A strange, unique movie that blends footage from Arrabal's previous movies with guerrilla-style film-making in the streets, telling the surreal tale of a woman in search of meaning and a kindred soul, while haunted by memories of her father's execution (Arrabal's own memories) and provoking passersby in the streets with strange behaviour. It is the fascinating narrative that ties it all together and creates the movie however, a combination of provocative poetry and thoughts, describing her thoughts and telling absurd stories that shape and change the content of what we are seeing on screen (even cameos by Spike Lee and others are voiced-over). She runs around with a huge pencil, lying on the ground, kissing fish, walking backwards, meeting various people only to become disappointed by them, painting them with makeup, turning them into carps and gutting them like the dead fish they are.

Grand Ceremonial, The  
Based on a play by Arrabal, featuring relationship symbolism sometimes reminiscent of Fando y Lis but the direction isn't as surreal. A 'Casanova' has an unhealthy relationship with his smothering, controlling mother and many mannequins, many of which he sends on trips in trunks since he can't leave his home.

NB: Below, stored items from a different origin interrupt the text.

PR #624, opened 2026-07-29
test(e2e): add GIE flow control saturation scenarios

j-mok-dev:
## Why is this PR needed?

Issue #402 asked for GIE flow-control e2e beyond the existing EPP routing smoke tests: saturation shedding, priority bands, mixed-load metrics, and SLO-deadline ordering.

## What does this PR do?

Adds the remaining GIE flow-control scenarios that we can assert on the current Kind pin (GIE EPP v1.5.0), plus the harness to drive saturation deterministically.

- Saturation / recovery for batch traffic through EPP
- Priority-band coverage for interactive vs batch under pool saturation
- Mixed-load coverage for EPP-side and processor-side metrics
- Enable `--fake-metrics` on the GIE simulator path so tests can control saturation via `/fake_metrics`
- Quote simulator extra args in `dev-deploy.sh` so JSON-valued arguments stay strings in the generated manifest
- Increase the e2e timeout for saturation / TTL scenarios
- Raise `curlEPP --max-time` from 35s to 65s (EPP `defaultRequestTTL` 30s plus buffer) so EvictedTTL is not reported as a transport `"000"`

When he meets a wild thieving woman they hit it off, she submits to his sadistic, controlling tendencies and his mother freaks out, but slowly she teaches him to get rid of all his hangups, dolls and mother in a grand ceremony. Too soft and unchallenging.

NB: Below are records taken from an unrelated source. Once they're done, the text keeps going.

PR #627, opened 2026-07-29
refactor(release): change release process

zdtsw:
## Why is this PR needed?

make release simple not rely on local code also create release branch in case we need z stream patch in the future

## What does this PR do?
- rename GHA workflow: ci-release.yaml to ci-build.yaml only build "lateset" image for new commits on main branch move build image function to create-release.yaml which now does build binary, helm chart, docker image, push
- update generate-release.sh do not rely on local SHA1, it uses "gh" remote create tag, and release branch if it is an offical release, and take SHA1 as input so user no need create tag just give a SHA1 to script.
- make RELEASE_TEMPLATE.md clear: not in use
- update docs

## How was this tested?

## Checklist

## Related Issues

cc @vishbhat

### DIFF
--- a/.github/workflows/create-release.yml
+++ b/.github/workflows/create-release.yml
@@ -1,6 +1,7 @@
-# Release workflow: creates a GitHub Release on version tags (v*.*.*),
-# builds multi-arch binaries (as .tar.gz to preserve execute bit), and publishes release notes.
-# Docker images for the same tag are built by ci-release.yaml.
+# Release workflow: triggered by a v*.*.* tag created via scripts/generate-release.sh.
+# Builds multi-arch binaries (.tar.gz), builds and pushes Docker images, packages and
+# publishes the Helm chart to GHCR, then creates the GitHub Release with generated notes.
+# Docker images are built before the Helm chart so image references are always resolvable.
 
 name: Release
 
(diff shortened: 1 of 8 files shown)


.github/workflows/create-release.yml
```diff
@@ -83,9 +84,61 @@ jobs:
...
+          REGISTRY: ghcr.io/llm-d
+          COMMIT_SHA: ${{ steps.meta.outputs.commit_sha }}
+          BUILD_DATE: ${{ steps.meta.outputs.build_date }}
+          VERSION: ${{ github.ref_name }}
+          TAG: ${{ github.ref_name }}
+
+      - name: Output image tags
+        run: |
+          echo "Images pushed:"
+          echo "  - ghcr.io/llm-d/batch-gateway-apiserver:${{ steps.meta.outputs.commit_sha }}"
```
yizhaodev: I don't think it will push image with sha here?

zdtsw: with https://github.com/zdtsw/llm-d-batch-gateway/blob/main/docker-bake.hcl#L40 it should

yizhaodev: so both ci-build.yaml and create-release.yml push images tagged with the same commit SHA
which cause image digest change after overwrite?

zdtsw: Good point. Need fix this create-release.yaml should skip tagging image with SHA1 but only tag.

yizhaodev (approved):

zdtsw:
can anyone help merge this?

I Will Walk Like a Crazy Horse  
Arrabal's El Topo and a fascinating, near-masterpiece of surrealism. A man who has Freudian issues with his suffocating mother runs away with her jewels after her (accidental?) death and encounters a mystical, innocent man in the desert. He soon falls into a complex loving relationship with him and attempts to bring the child-like man who has special powers into modern society. This serves as a perfect plot device to make fun of society's hypocrisy, cruelty, religion and superficial social conditioning using a mixture of straightforward scenes and surrealism. The nasty images involving incest, cannibalism, bizarre sex, and fecal matter usually serve as symbols as well as gratuitous shock. Essential viewing for surrealist fans, but as with most movies in this genre, the main drawback is the disappointing shallowness behind the shocking art.

Tree of Guernica, The  
The Spanish Civil War as experienced by a small Spanish village, with a heavy bias towards the Republicans, seekers of democracy, liberalism, Communism and even anarchy. The opposing force consisted of conservatives, Catholics, Fascists and even monarchists. The bias blames atrocities, torture, murders and wrong-headedness only on the winning side while the villagers are portrayed as mostly peace-loving, much weaker victims. As this is an Arrabal movie however, surrealists are emphasized, Catholic imagery is attacked and blasphemed with midgets masturbating on Mary statues, etc., and violence is mixed with numerous shocking, bizarre images to underline the didactic political propaganda. A village woman is almost raped by rich powerful men but she fights back with snakes, midgets want equality but are treated as toy bulls in a cruel matador performance, the imagery associated with villagers are innocent, dancing naked children, and the tree of Guernica stands as a symbol of liberty after surviving a bombing massacre.

Viva la Muerte  
A very personal piece that tells Arrabal's childhood tale of his father who was arrested for progressive thinking by Franco's regime and committed suicide. The boy suspects his mother of betraying him after finding a shocking letter, and the fanatical catholic and fascist elements in his life only make things worse. His imagination starts to stray into nasty or cruel surreal images, and the boy's fantasies become more depraved. The movie is an attack on Catholicism and Fascism but is mostly a tale of a child growing up under such conditions. The barrage of imagery is at times crude and includes his mother doing all sorts of nasty and violent things to his father (eye gouging, defecation), bizarre sexually suggestive scenes (licking and biting off a lizard's head while peeking at a woman through a keyhole), and the slaughter of an animal in order to sew up a man inside its carcass (I'll leave you to figure that one out).